*Problem description*. Report how many lines below contain the word "NegativeCurrent". Give only the number.

[Dataset entries]
▬▬▬▬▬▬

PR #119, opened 2026-05-12
Add HVDCTwoTerminalVSC two-terminal HVDC formulation

acostarelli:


src/ac_transmission_models/branch_constructor.jl
```diff
@@ -1670,3 +1670,180 @@ function construct_device!(
...
     return
 end
+
+############################################################################
+####################### Two-Terminal VSC HVDC Construct ####################
+############################################################################
+
+# Quadratic / bilinear approximation traits — same scheme used by the MT
+# converter formulations.
+_quad_config(::Type{HVDCTwoTerminalVSC}) = IOM.NoQuadApproxConfig()
```
acostarelli: Are these getting reused by the QuadraticLossConverter?

src/ac_transmission_models/branch_constructor.jl
```diff
@@ -1670,3 +1670,180 @@ function construct_device!(
...
+    IOM.Bin2Config(IOM.SolverSOS2QuadConfig(DEFAULT_INTERPOLATION_LENGTH))
+
+# IOM's quadratic/bilinear approximation helpers take per-device bounds as
+# `Vector{IOM.MinMax}` (one (min, max) pair per device, same order as `devices`).
+function _vsc_v_from_bounds(devices)
+    n = length(devices)
+    bounds = Vector{IOM.MinMax}(undef, n)
+    for (k, d) in enumerate(devices)
+        lims = PSY.get_voltage_limits_from(d)
+        bounds[k] = IOM.MinMax((min = lims.min, max = lims.max))
```
acostarelli: We don't need to reference IOM.MinMax explicitly.

src/common_models/quadratic_converter_loss.jl
```diff
@@ -0,0 +1,124 @@
...
+#########################################
+######## Loss expression builder ########
+#########################################
+
+# Returns the JuMP expression  a*i_sq + b*(i_pos + i_neg) + c
+# for a single (device, time). The b*(i_pos+i_neg) term is included only when
+# the formulation has opted into the linear-loss path AND b is nonzero for
+# this specific device.
+function _quadratic_converter_loss_expr(
+    a, b, c, i_sq_t, i_pos_t, i_neg_t; use_linear_loss::Bool,
```
acostarelli: Can we add types to these parameters?

src/common_models/quadratic_converter_loss.jl
```diff
@@ -0,0 +1,124 @@
...
+# HVDCTwoTerminalVSC formulations.
+
+#########################################
+######## Loss-curve introspection #######
+#########################################
+
+_get_quadratic_term(loss_fn::PSY.QuadraticCurve) = PSY.get_quadratic_term(loss_fn)
+_get_quadratic_term(loss_fn) = 0.0
+
+# Whether the formulation wants the b*|I| linear-loss term (which requires
```
acostarelli: We should be clear about defaults. If I understand correctly, the only reason why we wouldn't use linear loss is if we're using Ipopt on an NLP, which is why we expose `use_linear_loss` as an attribute for the NLP because the user might use Gurobi. Otherwise, if we're building a MILP, then we'll just default to saying yes we will use linear loss.

src/common_models/quadratic_converter_loss.jl
```diff
@@ -0,0 +1,124 @@
...
+# Dispatched on device type because different PSY devices store loss curves on
+# different fields.
+_has_linear_loss(d::PSY.InterconnectingConverter) =
+    !iszero(PSY.get_proportional_term(PSY.get_loss_function(d)))
+_has_linear_loss(d::PSY.TwoTerminalVSCLine) =
+    !iszero(PSY.get_proportional_term(PSY.get_converter_loss_from(d))) ||
+    !iszero(PSY.get_proportional_term(PSY.get_converter_loss_to(d)))
+
+function _devices_with_linear_loss(devices)
+    return [d for d in devices if _has_linear_loss(d)]
```
acostarelli: Is there a built-in filter function that might be more performant?

src/common_models/quadratic_converter_loss.jl
```diff
@@ -0,0 +1,124 @@
...
+#########################################
+
+# Returns the JuMP expression  a*i_sq + b*(i_pos + i_neg) + c
+# for a single (device, time). The b*(i_pos+i_neg) term is included only when
+# the formulation has opted into the linear-loss path AND b is nonzero for
+# this specific device.
+function _quadratic_converter_loss_expr(
+    a, b, c, i_sq_t, i_pos_t, i_neg_t; use_linear_loss::Bool,
+)
+    loss = a * i_sq_t + c
```
acostarelli: Do we also want to check if `a` is 0? So we're not putting 0s into the expression -- which is not great numerically, right? Feel free to push back on this.

src/common_models/quadratic_converter_loss.jl
```diff
@@ -0,0 +1,124 @@
...
+end
+
+#########################################
+####### Abs-value decomposition #########
+#########################################
+
+# Adds the three variables (PositiveCurrent, NegativeCurrent, CurrentDirection)
+# that decompose a signed current variable into  i = i^+ - i^-  with a binary
+# direction indicator. Called from the ArgumentConstructStage.
+function _add_abs_value_decomposition_variables!(
```
acostarelli, line 57: Why is this a separate routine than adding the constraints?

src/common_models/quadratic_converter_loss.jl
```diff
@@ -0,0 +1,124 @@
...
+) where {D <: PSY.Device, F}
+    time_steps = get_time_steps(container)
+    names = [PSY.get_name(d) for d in devices]
+    jump_model = get_jump_model(container)
+    i_var = get_variable(container, parent_var_type, D)
+    i_pos_var = get_variable(container, PositiveCurrent, D)
+    i_neg_var = get_variable(container, NegativeCurrent, D)
+    i_dir_var = get_variable(container, CurrentDirection, D)
+
+    abs_val_const = add_constraints_container!(
```
acostarelli, line 100: Is it better to have 3 constraints with different meta strings here, or 1 container with a 3-length axis?

src/network_models/pm_translator.jl
```diff
@@ -720,10 +741,7 @@ function get_branches_to_pm(
     for (d, device_model) in branch_template
         comp_type = get_component_type(device_model)
         !(comp_type <: T) && continue
```
acostarelli, line 743: Not part of this PR, but is there a clean way to replace this type check with multiple dispatch?

src/twoterminal_hvdc_models/TwoTerminalDC_branches.jl
```diff
@@ -1433,3 +1433,362 @@ function add_constraints!(
...
+                jump_model,
+                p_tf[name, t] == -vi_expr_to[name, t] + loss_tf,
+            )
+        end
+    end
+    return
+end
+
+# PQ capability:  p_k^2 + q_k^2 <= S_k^2 (NLP) or octagonal polygon (Bin2).
+function add_constraints!(
```
acostarelli, line 1667: Can this be combined with the Bin2 dispatch below? Does something about the IOM API make this awkward that we could change?

test/test_device_hvdc.jl
```diff
@@ -208,9 +208,147 @@ end
...
+end
+
+@testset "HVDC Two-Terminal VSC (NLP) on DCP" begin
+    model = _build_vsc_model(HVDCTwoTerminalVSC, DCPPowerModel, ipopt_optimizer)
+    @test build!(model; output_dir = mktempdir(; cleanup = true)) ==
+          IOM.ModelBuildStatus.BUILT
+    @test solve!(model) == IOM.RunStatus.SUCCESSFULLY_FINALIZED
+end
+
+@testset "HVDC Two-Terminal VSC on AC (NLP)" begin
```
acostarelli, line 262: The VSC on AC (Bin2) test was omitted. Please indicate why.

Also, it's possible that we will end up using a different MILP formulation, or that that will become an attribute. So we should probably change names that have Bin2 to be something more generic. Maybe using "MIP" or "MILP" instead.

src/twoterminal_hvdc_models/TwoTerminalDC_branches.jl
```diff
@@ -1433,3 +1433,362 @@ function add_constraints!(
...
+get_variable_upper_bound(::Type{NegativeCurrent}, d::PSY.TwoTerminalVSCLine, ::Type{<:AbstractTwoTerminalVSCFormulation}) = _vsc_shared_i_max(d)
+
+#! format: on
+
+####################### VSC reactive-power optional path #####################
+# The reactive power and PQ capability machinery is added only when the
+# network actually models reactive power. On active-only networks these
+# helpers are no-ops.
+
+function _maybe_add_reactive_power_variables!(
```
acostarelli: Maybe out of scope for this PR, but I imagine there are many formulations across POM that could use this for adding their own reactive power variables.

src/twoterminal_hvdc_models/TwoTerminalDC_branches.jl
```diff
@@ -1433,3 +1433,362 @@ function add_constraints!(
...
+    container::OptimizationContainer,
+    devices,
+    model::DeviceModel{PSY.TwoTerminalVSCLine, F},
+    ::NetworkModel{<:AbstractPowerModel},
+) where {F <: AbstractTwoTerminalVSCFormulation}
+    add_variables!(container, HVDCReactivePowerFromVariable, devices, F)
+    add_variables!(container, HVDCReactivePowerToVariable, devices, F)
```
acostarelli: Why do we have specific From and To variables for reactive power? Is it possible to just model the difference, or to use one container that has another axis, and would either of those be better?

And if the From/To separation is better, would we gain anything by using parametric types?

src/ac_transmission_models/branch_constructor.jl
```diff
@@ -1810,14 +1787,15 @@ function construct_device!(
...
-    if _use_linear_loss(F, device_model)
-        ll_devices = _devices_with_linear_loss(devices)
-        if !isempty(ll_devices)
-            _add_abs_value_decomposition_constraints!(
-                container, ll_devices, device_model, network_model,
-                DCLineCurrentFlowVariable, _vsc_shared_i_max,
-            )
-        end
+    use_ll = get_attribute(device_model, "use_linear_loss")
+    if F === HVDCTwoTerminalVSC && use_ll
```
acostarelli: Don't do explicit type-checking, use a helper.

src/common_models/add_to_expression.jl
```diff
@@ -718,6 +718,78 @@ function add_to_expression!(
...
+function add_to_expression!(
+    container::OptimizationContainer,
+    ::Type{T},
+    ::Type{U},
+    devices::IS.FlattenIteratorWrapper{V},
+    ::DeviceModel{V, W},
+    network_model::NetworkModel{X},
+) where {
+    T <: ReactivePowerBalance,
+    U <: HVDCReactivePowerVariable{From},
```
acostarelli: The idea behind parameterizing this variable was that you could combine methods like these and add a helper that dispatches on From/To.

src/common_models/quadratic_converter_loss.jl
```diff
@@ -11,79 +11,53 @@
...
 )
-    loss = a * i_sq_t + c
-    if use_linear_loss && !iszero(b)
-        loss += b * (i_pos_t + i_neg_t)
-    end
-    return loss
+    quad = iszero(a) ? 0 : a * i_sq_t
+    lin = (use_linear_loss && !iszero(b)) ? b * (i_pos_t + i_neg_t) : 0
+    const_term = iszero(c) ? 0 : c
+    return quad + lin + const_term
```
acostarelli: Are these jump expressions that we're adding? Not super efficient to be doing it this way but maybe not a bottleneck.

src/mt_hvdc_models/HVDCsystems.jl
```diff
@@ -140,18 +140,16 @@ get_variable_upper_bound(::Type{NegativeCurrent}, d::PSY.InterconnectingConverte
 
 function get_default_attributes(
     ::Type{PSY.InterconnectingConverter},
-    ::Type{Bin2QuadraticLossConverter},
+    ::Type{MIPQuadraticLossConverter},
 )
-    return Dict{String, Any}()
+    return Dict{String, Any}("use_linear_loss" => true)
```
acostarelli, line 148: Add comments here explaining why the defaults are what they are

src/mt_hvdc_models/hvdcsystems_constructor.jl
```diff
@@ -151,17 +141,16 @@ function construct_device!(
...
-                container,
-                CurrentAbsoluteValueConstraint,
-                ll_devices,
-                model,
-                network_model,
-            )
-        end
+
+    use_ll = get_attribute(model, "use_linear_loss")
+    if T === QuadraticLossConverter && use_ll
```
acostarelli: Again, don't check types explicitly. Use multiple dispatch.

src/twoterminal_hvdc_models/TwoTerminalDC_branches.jl
```diff
@@ -1433,3 +1433,387 @@ function add_constraints!(
...
+            cons_t[name, t] = JuMP.@constraint(
+                jump_model,
+                p_tf[name, t]^2 + q_t[name, t]^2 <= s_t^2,
+            )
+        end
+    end
+    return
+end
+
+function add_constraints!(
```
acostarelli, line 1721: I'm not really sure what's going on here. Are you building some envelope? Why are we not computing P^2, Q^2 and S^2 using the approximation code we have in IOM? This would also allow combining the these two add_constraints! methods.

acostarelli (commented):
Review 2

src/core/variables.jl
```diff
@@ -384,6 +387,34 @@ Docs abbreviation: ``z``
...
+struct HVDCFromDCVoltage <: VariableType end
+
+"""
+DC-side voltage at the to-terminal of a two-terminal HVDC link.
+Used by `HVDCTwoTerminalVSC` formulations.
+Docs abbreviation: ``v_t^{dc}``
+"""
+struct HVDCToDCVoltage <: VariableType end
+
+abstract type From end
```
rodrigomha: This looks wierd. Probably an hallucination

src/core/constraints.jl
```diff
@@ -419,6 +419,39 @@ v_d^i = v_d^r - R_d I_d
...
+PQ capability constraint at each terminal of a two-terminal VSC HVDC, added only
+on AC networks. For `HVDCTwoTerminalVSC` this is the exact circle:
+
+```math
+p_k^2 + q_k^2 \\le (S_k^{\\max})^2 \\quad k \\in \\{f, t\\}
+```
+
+For `HVDCTwoTerminalVSCMIP` it is replaced by an inscribed polygon to stay MILP.
+"""
+struct HVDCVSCReactiveCapabilityConstraint <: ConstraintType end
```
rodrigomha: This name is off. If this is a constraint for p^2+q^2, then this is constraint on ApparentPower, so it should be HVDCVSCApparentPowerLimitConstraint.

However a more important comment is that I don't understand why Claude is talking here about MIP or LP. This a circle constraint on apparent power, but we could skip this and only model the box constraints separately Pmin <= P <= Pmax and Qmin <= Q <= Qmax.

src/core/variables.jl
```diff
@@ -384,6 +387,34 @@ Docs abbreviation: ``z``
...
+abstract type To end
+
+"""
+Reactive power injected at the from- (`HVDCReactivePowerVariable{From}`) or to-
+(`HVDCReactivePowerVariable{To}`) terminal AC bus by a two-terminal HVDC link.
+Added only when the formulation runs on an AC network model.
+Docs abbreviation: ``q_f`` / ``q_t``
+"""
+struct HVDCReactivePowerVariable{Side} <: VariableType end
```
rodrigomha: Do you need to use the abstract From and To? Just define two structs for From and To. Using those abstracts is too much.

src/mt_hvdc_models/hvdcsystems_constructor.jl
```diff
@@ -54,16 +54,6 @@ function construct_device!(
     devices = get_available_components(model, sys)
     add_variables!(container, ActivePowerVariable, devices, T)
     add_variables!(container, ConverterCurrent, devices, T)
-    if _use_linear_loss(T, model)
```
rodrigomha, line 57: When these variables are being created?

src/mt_hvdc_models/hvdcsystems_constructor.jl
```diff
@@ -148,20 +140,23 @@ function construct_device!(
...
+    # The abs-value decomposition adds PositiveCurrent / NegativeCurrent
+    # variables that the ConverterLossConstraint reads, so it must run first.
+    #
+    # Note: use_linear_loss = true on QuadraticLossConverter adds a binary
+    # direction variable (CurrentDirection), making the model MINLP rather
+    # than smooth NLP. Caller is responsible for supplying a MINLP-capable
+    # solver in that case.
+    use_ll = get_attribute(model, "use_linear_loss")
+    if use_ll
+        _add_abs_value_decomposition!(
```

▬▬▬▬▬▬

*Answer box*. 5